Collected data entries
------------------------------
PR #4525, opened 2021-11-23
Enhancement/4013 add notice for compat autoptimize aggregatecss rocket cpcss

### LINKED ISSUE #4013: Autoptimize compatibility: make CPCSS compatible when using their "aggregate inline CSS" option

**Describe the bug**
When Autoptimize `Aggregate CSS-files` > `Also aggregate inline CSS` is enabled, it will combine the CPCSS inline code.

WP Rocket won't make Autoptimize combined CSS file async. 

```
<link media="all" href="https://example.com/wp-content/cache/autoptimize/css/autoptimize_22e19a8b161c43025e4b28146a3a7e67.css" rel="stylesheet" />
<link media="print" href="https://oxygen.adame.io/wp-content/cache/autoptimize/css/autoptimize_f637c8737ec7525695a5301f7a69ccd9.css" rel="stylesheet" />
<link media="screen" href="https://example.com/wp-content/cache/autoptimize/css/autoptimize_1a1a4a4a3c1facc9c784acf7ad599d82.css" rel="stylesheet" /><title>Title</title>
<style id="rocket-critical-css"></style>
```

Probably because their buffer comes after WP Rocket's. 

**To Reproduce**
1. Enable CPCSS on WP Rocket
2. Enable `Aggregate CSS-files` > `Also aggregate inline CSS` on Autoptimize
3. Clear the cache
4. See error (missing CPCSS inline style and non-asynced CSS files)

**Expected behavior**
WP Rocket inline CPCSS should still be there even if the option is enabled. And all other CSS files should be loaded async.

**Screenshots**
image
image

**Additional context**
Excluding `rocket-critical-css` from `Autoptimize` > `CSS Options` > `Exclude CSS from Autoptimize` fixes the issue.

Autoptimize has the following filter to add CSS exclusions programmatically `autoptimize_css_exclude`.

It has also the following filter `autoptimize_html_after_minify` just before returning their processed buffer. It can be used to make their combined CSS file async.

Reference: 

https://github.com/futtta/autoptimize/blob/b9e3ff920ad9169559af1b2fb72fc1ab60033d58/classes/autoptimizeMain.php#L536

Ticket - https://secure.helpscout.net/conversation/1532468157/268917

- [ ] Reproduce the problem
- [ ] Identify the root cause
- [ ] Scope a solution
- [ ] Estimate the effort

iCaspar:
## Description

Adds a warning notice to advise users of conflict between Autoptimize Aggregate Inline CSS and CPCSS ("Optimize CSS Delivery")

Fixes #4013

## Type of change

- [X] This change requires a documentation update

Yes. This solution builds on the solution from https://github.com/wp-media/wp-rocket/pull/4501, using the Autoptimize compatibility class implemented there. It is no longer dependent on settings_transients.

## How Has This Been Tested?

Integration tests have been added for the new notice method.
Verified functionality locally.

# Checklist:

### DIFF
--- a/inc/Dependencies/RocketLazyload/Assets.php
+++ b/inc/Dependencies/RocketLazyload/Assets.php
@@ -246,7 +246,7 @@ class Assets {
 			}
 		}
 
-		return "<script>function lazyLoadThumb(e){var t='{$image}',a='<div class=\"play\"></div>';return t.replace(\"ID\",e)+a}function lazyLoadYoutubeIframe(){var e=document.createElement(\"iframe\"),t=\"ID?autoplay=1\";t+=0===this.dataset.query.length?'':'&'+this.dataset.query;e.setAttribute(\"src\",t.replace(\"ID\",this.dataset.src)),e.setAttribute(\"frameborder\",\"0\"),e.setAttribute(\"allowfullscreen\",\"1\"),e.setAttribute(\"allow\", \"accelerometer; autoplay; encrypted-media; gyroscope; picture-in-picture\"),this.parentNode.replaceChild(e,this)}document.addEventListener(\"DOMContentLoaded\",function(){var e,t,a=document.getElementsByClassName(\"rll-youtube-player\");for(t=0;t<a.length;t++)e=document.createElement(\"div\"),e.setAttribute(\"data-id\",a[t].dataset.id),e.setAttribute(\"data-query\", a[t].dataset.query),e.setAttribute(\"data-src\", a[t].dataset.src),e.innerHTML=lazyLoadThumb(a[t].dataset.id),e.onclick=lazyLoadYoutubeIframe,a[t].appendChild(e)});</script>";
------------------------------
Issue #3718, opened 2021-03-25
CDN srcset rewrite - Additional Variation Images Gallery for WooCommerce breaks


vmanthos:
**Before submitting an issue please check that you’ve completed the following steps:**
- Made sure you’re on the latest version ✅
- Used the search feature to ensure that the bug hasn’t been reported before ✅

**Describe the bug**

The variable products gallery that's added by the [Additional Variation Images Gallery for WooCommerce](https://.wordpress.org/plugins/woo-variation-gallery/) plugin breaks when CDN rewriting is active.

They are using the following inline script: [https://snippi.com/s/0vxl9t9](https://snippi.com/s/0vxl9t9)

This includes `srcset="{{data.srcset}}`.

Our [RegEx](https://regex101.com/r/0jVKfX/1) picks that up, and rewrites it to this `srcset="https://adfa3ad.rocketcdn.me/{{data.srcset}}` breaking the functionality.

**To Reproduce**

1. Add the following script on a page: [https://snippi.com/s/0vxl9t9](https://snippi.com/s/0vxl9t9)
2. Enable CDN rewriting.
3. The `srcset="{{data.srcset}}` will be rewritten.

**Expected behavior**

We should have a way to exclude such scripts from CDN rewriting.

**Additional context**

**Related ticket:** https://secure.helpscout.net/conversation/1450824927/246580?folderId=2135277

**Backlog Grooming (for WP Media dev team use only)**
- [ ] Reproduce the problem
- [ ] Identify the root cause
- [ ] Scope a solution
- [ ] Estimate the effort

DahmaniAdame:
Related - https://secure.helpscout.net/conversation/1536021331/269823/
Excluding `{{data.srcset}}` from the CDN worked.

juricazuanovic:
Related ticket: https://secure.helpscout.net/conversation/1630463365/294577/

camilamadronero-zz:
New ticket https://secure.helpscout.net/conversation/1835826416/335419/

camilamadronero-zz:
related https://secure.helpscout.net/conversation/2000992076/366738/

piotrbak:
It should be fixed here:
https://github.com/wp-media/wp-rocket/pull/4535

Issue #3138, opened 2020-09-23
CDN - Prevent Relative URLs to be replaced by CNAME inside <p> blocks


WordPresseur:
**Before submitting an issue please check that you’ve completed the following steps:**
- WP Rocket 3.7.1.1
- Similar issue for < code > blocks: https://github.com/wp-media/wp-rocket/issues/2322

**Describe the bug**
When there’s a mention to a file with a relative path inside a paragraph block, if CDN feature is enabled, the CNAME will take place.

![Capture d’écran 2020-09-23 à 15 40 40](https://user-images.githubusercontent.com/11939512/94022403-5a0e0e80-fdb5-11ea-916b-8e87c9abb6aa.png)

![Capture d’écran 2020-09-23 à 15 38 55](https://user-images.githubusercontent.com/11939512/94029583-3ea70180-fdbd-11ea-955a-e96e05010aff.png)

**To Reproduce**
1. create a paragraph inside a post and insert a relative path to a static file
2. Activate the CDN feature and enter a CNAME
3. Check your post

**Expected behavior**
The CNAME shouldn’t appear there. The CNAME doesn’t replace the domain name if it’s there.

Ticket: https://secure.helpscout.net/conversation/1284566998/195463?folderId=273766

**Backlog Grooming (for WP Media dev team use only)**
------------------------------
Directions:
Please say how many lines in the records above contain the word "path". Give the number alone.

Exercise solution:
2